Date Published: September 26, 2011
Publisher: Hindawi Publishing Corporation
Author(s): G. Fang, Y. K. Tian, W. Mei.
Recently two parturients with Eisenmenger’s syndrome underwent caesarean section at our hospital. They were managed by a multidisciplinary team during their perioperative period. The caesarean sections were uneventfully performed, one under general anaesthesia and one with epidural anaesthesia, with delivery of two newborns with satisfactory Apgar scores. One patient died in the post-partum period, and the other did well. We discuss the anaesthetic considerations in managing these high-risk patients.
During a normal pregnancy, parturients undergo dramatic physiological changes in multiple organ systems. Changes in the cardiovascular system include decreased systemic vascular resistance (SVR), increased blood volume, and increased cardiac output (CO) secondary to increased heart rate (HR) and stroke volume (SV). Cardiac disease is a major cause of maternal death, and approximately 25% of maternal cardiac deaths in the last 30 years have been due to congenital heart disease . Eisenmenger’s syndrome is classified in the high-risk category, with potentially severe cardiac and neonatal complications .

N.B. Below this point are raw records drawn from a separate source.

PR #828, opened 2026-04-11
fix(mcp): truncate_output uses CJK-aware token estimator + UTF-8 boundary

jeong-sik:
## Summary

`Mcp.truncate_output` had two correctness bugs:

1. **Over-truncation of CJK / emoji content.** The budget cap was `String.length * 4` — a byte-count approximation of the "1 token ≈ 4 characters" rule that only holds for pure ASCII. Korean/Japanese/Chinese tool output uses 3-byte characters, so against a 4-byte-per-token cap operators only got ~50% of the real character budget before the cut fired.

2. **Possible UTF-8 corruption at the truncation boundary.** `String.sub text 0 max_chars` on multi-byte content can land mid-codepoint, producing invalid UTF-8 downstream (depending on where the model reads it).

## Fix

Three changes, all in `lib/protocol/mcp.ml`:

### 1. Delegate token estimation to `Context_reducer.estimate_char_tokens`

The agent SDK already has a CJK-aware estimator in `lib/context_reducer.ml:41` with extensive test coverage (pure ASCII, pure Hangul, mixed, emoji). This PR wires `truncate_output` through it instead of rolling its own byte approximation. No new dependency — both files live in the same `agent_sdk` dune library.

### 2. Binary-search the largest prefix that fits the budget

```ocaml
let fits k =
  let safe_k = utf8_safe_boundary text k in
  let prefix = String.sub text 0 safe_k in
  Context_reducer.estimate_char_tokens prefix <= budget
in
let rec search lo hi = ...
```

For **pure-ASCII input** the estimator rounds 4 chars → 1 token, so binary search converges on exactly `budget * 4` characters — **identical to the old behavior**. The existing alcotest pins in `test_mcp_deep.ml` / `test_mcp_coverage.ml` / `test_mcp.ml` all still pass unchanged.

For **CJK input** we now keep `~budget * 1.5` characters instead of truncating at half that point. In absolute terms: for a 25K-token budget, Korean content gets ~37.5K chars reachable instead of ~12.5K.

### 3. UTF-8-safe cut point via `utf8_safe_boundary`

A small helper that walks backward from the proposed byte offset to the nearest non-continuation byte (`0x80-0xBF`). ASCII cut points are their own boundary; the worst case for well-formed input walks back 1-3 bytes.

## Test plan

Two new inline `let%test` cases pin the CJK behavior:

- `truncate_output CJK under budget is unchanged` — 9 Hangul chars, 1000-token budget, result == input
- `truncate_output CJK over budget snaps to UTF-8 boundary` — 40 Hangul chars, 2-token budget:
  - marker is present at end
  - body length is a multiple of 3 (no partial Hangul)
  - body is strictly shorter than input

Existing test suites:
- [x] `test_mcp.ml` — 23/23 alcotest cases (including `truncation 3 budget negative` edge case)
- [x] `test_mcp_deep.ml` — 24/24 (the `truncate_output 1 long "starts with 8 a's"` invariant still holds because ASCII ratio is unchanged)
- [x] `test_mcp_coverage.ml` — 22/22
- [x] `dune runtest test --root .` — full suite green

### DIFF
--- a/lib/protocol/mcp.ml
+++ b/lib/protocol/mcp.ml
@@ -20,11 +20,63 @@ type t = {
 let output_token_budget () =
   Defaults.int_env_or 25_000 "OAS_MCP_OUTPUT_MAX_TOKENS"
 
+(** Scan backward from [at] to the nearest UTF-8 codepoint boundary so a
+    byte-offset truncation never cuts the middle of a multi-byte character.
+    Returns the largest index [<= at] whose byte is NOT a UTF-8 continuation
+    byte ([0x80-0xBF]). A pure-ASCII cut point is already its own boundary;
+    the worst case for well-formed input walks back 1-3 bytes. *)
+let utf8_safe_boundary text at =
+  let len = String.length text in
+  let at = if at > len then len else at in
+  let rec scan i =
+    if i <= 0 then 0
+    else
+      let b = Char.code (String.unsafe_get text i) in
+      if b land 0xC0 <> 0x80 then i
+      else scan (i - 1)
+  in
+  scan at
+
+(** Truncate [text] when its estimated token count exceeds
+    [output_token_budget ()].
+
+    Delegates token estimation to {!Context_reducer.estimate_char_tokens}
+    so CJK / emoji content is counted on par with ASCII rather than
+    through the previous "1 token ~= 4 bytes" byte-count approximation
+    — the old formula over-truncated Korean/Japanese/Chinese tool output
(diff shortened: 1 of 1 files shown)


jeong-sik:
Cross-model review (GLM-5.1 via sb glm-text): APPROVE. Confirms (1) binary search correctness with upper-bias mid preventing infinite loops, (2) edge cases (empty/negative/marker-only) handled cleanly, (3) O(n log n) cost is negligible vs the LLM/network I/O this gates. Full review notes in session log.

PR #830, opened 2026-04-11
fix(backend_openai): gate min_p/top_k on capabilities.supports_* (closes #827)

### LINKED ISSUE #827: backend_openai.build_request serializes min_p without checking capabilities.supports_min_p
## Symptom

Running masc-mcp JSONL shows \`oas:agent\` records with \`stop=error:Invalid request: property 'min_p' is unsupported\` for \`glm-5.1\` turns. 3 occurrences observed in a 20-record sample (15% of turns fail on this error and fall through to cascade fallback).

\`\`\`
turn=3/16 elapsed=71s duration=29s model=glm-5.1 stop=error:Invalid request: property 'min_p' is unsupported
turn=4/15 elapsed=252s duration=70s model=glm-5.1 stop=error:Invalid request: property 'min_p' is unsupported
turn=16/30 elapsed=89s duration=89s model=glm-5.1 stop=error:Invalid request: property 'min_p' is unsupported
\`\`\`

## Root cause

\`lib/llm_provider/backend_openai.ml:69-72\` serializes \`min_p\` whenever \`config.min_p\` is \`Some\`:

\`\`\`ocaml
let body = match config.min_p with
  | Some p -> (\"min_p\", \`Float p) :: body
  | None -> body
in
\`\`\`

But the \`capabilities\` type at \`lib/llm_provider/capabilities.ml:42\` already has a \`supports_min_p: bool\` field, and \`default_capabilities.supports_min_p = false\` (line 71). \`glm_capabilities\` inherits this via \`{ default_capabilities with ... }\` without overriding, so \`supports_min_p = false\` for GLM — but \`backend_openai\` doesn't consult the capability before serializing.

\`backend_glm.build_request\` delegates to \`Backend_openai.build_request\` for its base body (line 19-21), so the \`min_p\` leaks into GLM requests whenever the agent config carries an explicit \`min_p\` value (which happens via cascade inheritance or keeper defaults).

## Why \`apply_sampling_defaults\` doesn't help

\`complete.ml:39-51\` \`provider_sampling_defaults\` correctly returns \`default_min_p = None\` for \`Glm\` kind. But \`apply_sampling_defaults\` (line 58) uses the overlay pattern:

\`\`\`ocaml
min_p = (match config.min_p with Some _ -> config.min_p | None -> defaults.default_min_p);
\`\`\`

Explicit \`min_p\` set by the caller is preserved. So if the agent config carries \`min_p = Some 0.05\` (e.g., copied from a different cascade step or set as a default), it survives into the GLM request body.

## Suggested fix

\`backend_openai.build_request\`: look up the model capabilities (same lookup already done at line 79-82 for \`supports_tool_choice\`) and gate the \`min_p\` serialization:

\`\`\`ocaml
let caps = match Capabilities.for_model_id config.model_id with
  | Some c -> c
  | None -> Capabilities.openai_chat_capabilities (* or default *)
in
let body = match config.min_p with
  | Some p when caps.supports_min_p -> (\"min_p\", \`Float p) :: body
  | _ -> body
in
\`\`\`

Symmetric treatment for \`top_k\` (line 65-67) which also has a \`supports_top_k\` capability field.

## References

- masc-mcp JSONL \`system_log_2026-04-12.jsonl\` — 3× \`error:Invalid request: property 'min_p' is unsupported\` in a 20-sample window (post-#6618 Oas_log_bridge landed and is showing per-turn records from oas#816)
- OAS \`backend_openai.ml:69\`, \`capabilities.ml:42\`, \`complete.ml:58\`

jeong-sik:
## Summary

Closes #827. Running masc-mcp JSONL shows **53 occurrences** of \`oas:agent\` turn records with \`stop=error:Invalid request: property 'min_p' is unsupported\` in a ~75-minute window, with the rate accelerating as cascades retry and burn their budget on doomed glm-5.1 requests.

## Root cause

\`backend_openai.build_request\` at \`lib/llm_provider/backend_openai.ml:65-72\` serializes \`top_k\` and \`min_p\` whenever the config has \`Some _\`, without consulting the capability record. But \`Capabilities.t\` already has \`supports_top_k: bool\` and \`supports_min_p: bool\` fields, and both \`default_capabilities\` and \`glm_capabilities\` (which inherits via \`{ default_capabilities with ... }\`) have them set to \`false\`.

\`backend_glm.build_request\` delegates to \`Backend_openai.build_request\` for its base body, so every GLM request with \`config.min_p = Some _\` (inherited from cascade or agent defaults) leaked the field into the wire body and ZAI rejected it with HTTP 400.

## Fix

One \`Capabilities.for_model_id\` lookup at the top of the sampling block, gate both \`top_k\` and \`min_p\` serialization on the relevant capability. Unknown models fall back to \`default_capabilities\` — both flags \`false\`, so fields are strictly dropped unless a known model explicitly opts in.

\`\`\`ocaml
let caps =
  match Capabilities.for_model_id config.model_id with
  | Some c -> c
  | None -> Capabilities.default_capabilities
in
let body = match config.top_k with
  | Some k when caps.supports_top_k -> (\"top_k\", \`Int k) :: body
  | _ -> body
in
let body = match config.min_p with
  | Some p when caps.supports_min_p -> (\"min_p\", \`Float p) :: body
  | _ -> body
in
\`\`\`

## Tests

Three new inline \`%test\` cases:

1. **\"glm drops min_p when model does not support it\"** — sets \`~min_p:0.05\` on a \`Glm\` config, asserts the serialized JSON has no \`min_p\` key.
2. **\"glm drops top_k when model does not support it\"** — same pattern for \`~top_k:40\`.
3. **\"ollama preserves min_p (llama.cpp supports it)\"** — sanity check that providers WITH the capability still pass the field through. Guards against the fix regressing local Ollama cascades.

\`\`\`
dune build --root . — green
dune runtest --root . lib/llm_provider/backend_openai.ml — green
\`\`\`

## Observed impact

Pre-fix: **53 failures in 75 min** (0.7/min) on the live server. Each failure burns one round-trip to ZAI before cascade fallback tries the next model, so the effective keeper cascade completion rate dropped to ~1 turn per 5 minutes.

Post-fix: the request never has the unsupported field, so ZAI accepts it at the first step (glm-coding:glm-5.1 → 200). Keeper cascade completion should bounce back to ~1 turn/min baseline.

## References

- masc-mcp \`~/me/.masc/logs/system_log_2026-04-12.jsonl\`: 53× \`property 'min_p' is unsupported\` between 19:35 and 20:53
- #827 — tracking issue
- #814 (base_url log), #816 (per-turn timing), #821 (keep_alive int), masc-mcp#6618 (Oas_log_bridge) — the full observability chain that made this bug diagnosable in the first place

### DIFF
--- a/lib/llm_provider/backend_openai.ml
+++ b/lib/llm_provider/backend_openai.ml
@@ -62,13 +62,25 @@ let build_request ?(stream=false) ~(config : Provider_config.t)
     | Some p -> ("top_p", `Float p) :: body
     | None -> body
   in
+  (* Look up per-model capabilities once — the sampling params below
+     rely on [supports_top_k] / [supports_min_p] to decide whether the
+     server will accept the field.  If no capability record exists for
+     the model, default to NOT sending the non-standard sampling
+     params; conservative because misclassified providers (GLM, Gemini,
+     ...) previously silently inherited [config.min_p]/[config.top_k]
+     from the agent config and triggered hard 400s at the server. *)
+  let caps =
+    match Capabilities.for_model_id config.model_id with
+    | Some c -> c
+    | None -> Capabilities.default_capabilities
+  in
   let body = match config.top_k with
-    | Some k -> ("top_k", `Int k) :: body
-    | None -> body
+    | Some k when caps.supports_top_k -> ("top_k", `Int k) :: body
+    | _ -> body
   in
   let body = match config.min_p with
-    | Some p -> ("min_p", `Float p) :: body
-    | None -> body
+    | Some p when caps.supports_min_p -> ("min_p", `Float p) :: body
+    | _ -> body
   in
   let body = match config.enable_thinking with
     | Some enabled ->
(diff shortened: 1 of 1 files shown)


jeong-sik:
Cross-model review (GLM-5.1): APPROVE on capability gate, REQUEST_CHANGES on silent-drop observability. Addressed in commit `374be3f`: added `warn_capability_drop ~model_id ~field` with a module-level `(string * string, unit) Hashtbl.t` dedup. Fires exactly once per (model, field) pair via `Printf.eprintf`. Per-request WARN avoided — keepers at ~50 req/min on glm-5.1 now see the WARN once at first turn instead of 3000/hour. Best-effort under Eio cooperative scheduling; a race is harmless (at worst double-warn once per key). Operator-facing text points at the two actionable fixes: update `Capabilities.for_model_id` if the model actually supports the field, or remove it from the agent/cascade config.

Pregnancy-induced systemic vasodilation is detrimental in parturients with Eisenmenger’s syndrome. Reduced SVR may increase right-to-left shunting and decrease pulmonary blood flow, leading to further hypoxemia with significant risks for both mother and fetus. Anaesthetic management of caesarean section in parturients with Eisenmenger’s syndrome requires balancing SVR and pulmonary vascular resistance (PVR).